Yes, probably back to Roquetas from Nov to Feb 08 .. Love the Almerian weather.. after that .. who knows ..

Where are you going ?


----------



## 89767 (May 1, 2005)

[/quote]Where are you going ?[/quote]

Hi Jim

We are booked into Roselada at Conil de la Fonterra for Jan/Feb, probably leaving early March. I fancy the Med coast round to Italy, not as warm but fancy a change. See how far we get...


----------



## Scotjimland (May 23, 2005)

Hi Keith 

Had a look at the Rosaleda Camping web site.. looks lovely and good long term deals .. 
Have you been here before, if so, is it ok for RVs ? 

Cheers


----------



## 89767 (May 1, 2005)

ScotJimland said:


> Hi Keith
> 
> Had a look at the Rosaleda Camping web site.. looks lovely and good long term deals ..
> Have you been here before, if so, is it ok for RVs ?
> ...


Hi Jim

Yes it is OK for the RV, but they get booked up pretty quick as most of the pitches would not be suitable for yours.
We spent 6 weeks there last winter & with our toad car we saw a lot of the area and liked it.
This is almost as far South as you can get and you get some of the North Afican warmth, although last year in common with many other areas of Spain it was not as good as we hoped for. But then again we always hope for the best but if it isn't the best, it is always better than the UK winter.


----------



## Scotjimland (May 23, 2005)

Thanks for the info Keith .. 

The weather is generally drier along the Almerian coast, last year at Roquetas we spoke to quite a few who had come from the south west seeking better weather.. We had 3 months of almost unbroken warm sunshine with only a few showery days. 


Safe travels.. 

Jim


----------



## MIKEJ (Apr 10, 2006)

*La Garrofa*

Went to La Garoffa in February. Not very impressed, only stayed 1 night. Motorhomes all squashed in together, very untidy. Did not particularly like the beach either. There are far nicer sites along that stretch, i.e. Roquetas.


----------



## JSR (Mar 3, 2006)

Thanks everyone for your responses, have now gone firm on Roquetas. Booked for a month to begin with (to get a good rate) then will play it by ear thereafter.

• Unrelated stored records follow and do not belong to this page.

PR #306, opened 2026-04-15
[spatialPartitioning] Set kdtree buffer size after container conversion

### LINKED ISSUE #305: Regression with point container type applications
The following code from Poncascope doesn't work anymore with latest release
```
template<typename KdTreeType>
void buildKdTree(const Eigen::MatrixXd& cloudV, const Eigen::MatrixXd& cloudN, KdTreeType& tree){
    std::vector<int> ids(cloudV.rows());
    std::iota(ids.begin(), ids.end(), 0);

    using VN = std::pair<const Eigen::MatrixXd&, const Eigen::MatrixXd&>;

    // Build KdTree: do not copy coordinate but rather store Eigen::Block
    tree.buildWithSampling(VN(cloudV, cloudN),
                           ids,
                           [](VN bufs, typename KdTreeType::PointContainer &out) {
                               int s = bufs.first.rows();
                               out.reserve(s);
                               for (int i = 0; i != s; ++i)
                                   out.push_back(typename KdTreeType::DataPoint(bufs.first.row(i).transpose(),
                                                                                bufs.second.row(i).transpose()));
                           });
}
```

This is caused by the change made in `KdTreeBase<Traits>::buildWithSampling`, where we now call `points.size()` to initialize the `Base::m_bufs.points_size` value, which isn't available with `std::pair`. 

# Suggested change

We should fetch the size value after converting the container to its internal type (of `std::vector`). We won't be calling this function on internal pointer type anyway, since `KdTreeBase` methods are only defined for containers that are STL-like.

Me-k-01:
- Fix regression #305 by setting the buffer size after the container conversion
- Avoid Forwarding reference warning

### DIFF
--- a/Ponca/src/SpatialPartitioning/KdTree/kdTree.hpp
+++ b/Ponca/src/SpatialPartitioning/KdTree/kdTree.hpp
@@ -123,10 +123,10 @@ PONCA_MULTIARCH_HOST inline void KdTreeBase<Traits>::buildWithSampling(PointUser
 
     // Move, copy or convert input samples
     c(std::forward<PointUserContainer>(points), Base::m_bufs.points);
-    Base::m_bufs.points_size = points.size();
+    Base::m_bufs.points_size = Base::m_bufs.points.size();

Completely off subject: Popped into our local town yesterday afternoon (One village square, one cafe, one bakery and one very tight road into and out of the place) and parked in the square was an old English double-decker bus, UK registered. Couldn't resist peeking through the window (downstairs obviously!) and it was incredibly well fitted out: small kitchen/dining area, living area and a blocked off area I assume was the wc/bathroom. Sat outside the cafe with a couple of glasses of rouge hoping the occupants would turn up but no luck. How they got into town and what they were doing I know not. In town again this morning for the croissants - bus gone. Guess I'll never know - unless the owners are members of this forum......!?


----------



## Scotjimland (May 23, 2005)

JSR said:


> have now gone firm on Roquetas. Booked for a month to begin with (to get a good rate) then will play it by ear thereafter.


Good choice 

We will be there from mid Nov till mid Feb. maybe see you there .. ?

Jim


----------



## JSR (Mar 3, 2006)

Hi Jim,

Plan to arrive at La Roquetas on 15th December - will look out for you.

Cheers,

Jack


----------



## Scotjimland (May 23, 2005)

Hi Jack 

Look forward to meeting up, we will be in Row P .. can't miss us .. :lol: 

Jim


----------